3a – K Nearest Neighbors Classification – R code

The Adult data set is taken from UCI Machine Learning Repository

source("RFunctions.R")
df <- read.csv("adult1.csv",stringsAsFactors = FALSE,na.strings = c(""," "," ?"))
# Remove rows which have NA
df1 <- df[complete.cases(df),]
dim(df1)
## [1] 30161    16
# Select specific columns
adult <- df1 %>% dplyr::select(age,occupation,education,educationNum,capitalGain,
                               capital.loss,hours.per.week,native.country,salary)
# Set dummy variables
adult1 <- dummy.data.frame(adult, sep = ".")

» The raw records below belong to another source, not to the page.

PR #458, opened 2023-10-31
Skip build directories _build and deps in indexing

### LINKED ISSUE #456: Skip build directory in indexing
Presently, we index both the deps and _build directory, so source files in both directories will show up with when you call find references. This raises two questions:
 
  1. Should we index the `_build` directory?
  2. Should we index the `deps` directory

I think the answer to the first question is definitely no.
I'm not so sure about if we should skip the deps directory. I've found it sometimes useful to see usages of a particular module in dependencies, but I can also understand that results from dependencies clutter the results. 

This is a relatively easy fix; we just need to remove the build (and maybe the deps) directories from the [list of indexable files generated](https://github.com/lexical-lsp/lexical/blob/a6dd1011daa19c310b767d89d74126ac2e18881c/apps/remote_control/lib/lexical/remote_control/search/indexer.ex#L126).

milinddethe15:
fixes #456

### DIFF
--- a/apps/remote_control/lib/lexical/remote_control/search/indexer.ex
+++ b/apps/remote_control/lib/lexical/remote_control/search/indexer.ex
@@ -128,7 +128,7 @@ defmodule Lexical.RemoteControl.Search.Indexer do
 
     [root_dir, "**", @indexable_extensions]
     |> Path.join()
-    |> Path.wildcard()
+    |> Path.wildcard(~r"^(?!.*(build|deps)).*$")
   end
 
   # stat(path) is here for testing so it can be mocked
--- a/apps/remote_control/lib/lexical/remote_control/search/indexer.ex
+++ b/apps/remote_control/lib/lexical/remote_control/search/indexer.ex
@@ -128,7 +128,7 @@ defmodule Lexical.RemoteControl.Search.Indexer do
 
     [root_dir, "**", @indexable_extensions]
     |> Path.join()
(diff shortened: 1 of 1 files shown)


zachallaun (commented):
What happens here if you have a module called `MyProject.Deps.Something` that lives in `lib/my_project/deps/something.ex`? It looks like this will exclude indexing anything in any `deps` folder regardless of nesting. 

What we may need to do -- and might as well do it for `_build` too? -- is to only exclude these folders in the project root, or, if the project is an umbrella project, in the folder of each umbrella app.

scohen:
@milinddethe15 There are safe ways to get the build and deps directories, provided by @[Mix.Project](https://hexdocs.pm/mix/1.12.3/Mix.Project.html#deps_path/1). In order to use it, you'll need to wrap the usage like this:
```elixir
alias Lexical.RemoteControl
...
RemoteControl.Mix.in_project fn -> 
  Mix.Project.deps_path
end
```

zachallaun:
> @zachallaun I can't figure out why we'd want to index _build. Do you have ideas that I'm not having?

No, it's probably safe to always exclude `_build` regardless of location -- it was more of a principled stance to only ignore paths we expect to ignore, i.e. those returned by Mix.Project, as you suggested.

scohen:
@milinddethe15 any chance you can work on this? Otherwise, I'm going to close it.

PR #478, opened 2023-11-08
Added completions for typespecs

### LINKED ISSUE #473: Completion for typespecs
Currently, we don't complete typespecs, looks like an oversight.

scohen:
Prior, we were ignoring typespecs as completion candidates because they are only relevant in a couple of places. This adds detection for those places and only emits completion candidates if they're in a type, typep, opaque or spec.

Additionally, while in one of those contexts, it suppresses most other completions, because they are not relevant.

Fixes #473

### DIFF
--- a/apps/common/lib/lexical/ast/env.ex
+++ b/apps/common/lib/lexical/ast/env.ex
@@ -236,6 +236,14 @@ defmodule Lexical.Ast.Env do
     end)
   end
 
+  defp do_in_context?(env, :type) do
+    ancestor_is_type?(env)
+  end
+
+  defp do_in_context?(env, :spec) do
+    ancestor_is_spec?(env)
+  end
+
   defp do_in_context?(env, :import) do
     in_directive?(env, ~c"import")
   end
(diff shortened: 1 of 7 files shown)


apps/common/lib/lexical/ast/env.ex
```diff
@@ -415,12 +423,52 @@ defmodule Lexical.Ast.Env do
...
+      {:__block__, _, [{:@, metadata, [{:spec, _, _}]}, _]} ->
+        # multi-line spec
+        cursor_in_range?(env, metadata)
+
+      _ ->
+        false
     end)
   end
+
+  defp cursor_in_range?(env, metadata) do
```
scottming, line 462: I would like to know the difference between this function and `Lexical.Ast .contains_position`?

scottming (approved):

apps/common/lib/lexical/ast/env.ex
scohen: I was unaware of that function. I'll try it out and switch.

scohen: actually scratch that. The difference is that `Ast.contains_position?` uses `Sourceror.get_range`, which examines a block of ast and tells you the extent of that.  This function takes a single expression and uses the extent of it in the metadata to figure out the range.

#Split train and test as required by KNN classsification model
train_idx <- trainTestSplit(adult1,trainPercent=75,seed=1111)
train <- adult1[train_idx, ]
test <- adult1[-train_idx, ]
train.X <- train[,1:76]
train.y <- train[,77]
test.X <- test[,1:76]
test.y <- test[,77]

# Fit a model for 1,3,5,10 and 15 neighbors
cMat <- NULL
neighbors <-c(1,3,5,10,15)
for(i in seq_along(neighbors)){
    fit =knn(train.X,test.X,train.y,k=i)
    table(fit,test.y)
    a<-confusionMatrix(fit,test.y)
    cMat[i] <- a$overall[1]
    print(a$overall[1])
}
##  Accuracy 
## 0.7835831 
##  Accuracy 
## 0.8162047 
##  Accuracy 
## 0.8089113 
##  Accuracy 
## 0.8209787 
##  Accuracy 
## 0.8184591
#Plot the Accuracy for each of the KNN models
df <- data.frame(neighbors,Accuracy=cMat)
ggplot(df,aes(x=neighbors,y=Accuracy)) + geom_point() +geom_line(color="blue") +
    xlab("Number of neighbors") + ylab("Accuracy") +
    ggtitle("KNN regression - Accuracy vs Number of Neighors (Unnormalized)")

3b – K Nearest Neighbors Classification – Python code

import numpy as np
import pandas as pd
import os
import matplotlib.pyplot as plt
from sklearn.model_selection import train_test_split
from sklearn.metrics import confusion_matrix
from sklearn.metrics import accuracy_score, precision_score, recall_score, f1_score
from sklearn.neighbors import KNeighborsClassifier
from sklearn.preprocessing import MinMaxScaler

# Read data
df =pd.read_csv("adult1.csv",encoding="ISO-8859-1",na_values=[""," "," ?"])
df1=df.dropna()
print(df1.shape)
# Select specific columns
adult = df1[['age','occupation','education','educationNum','capitalGain','capital-loss', 
             'hours-per-week','native-country','salary']]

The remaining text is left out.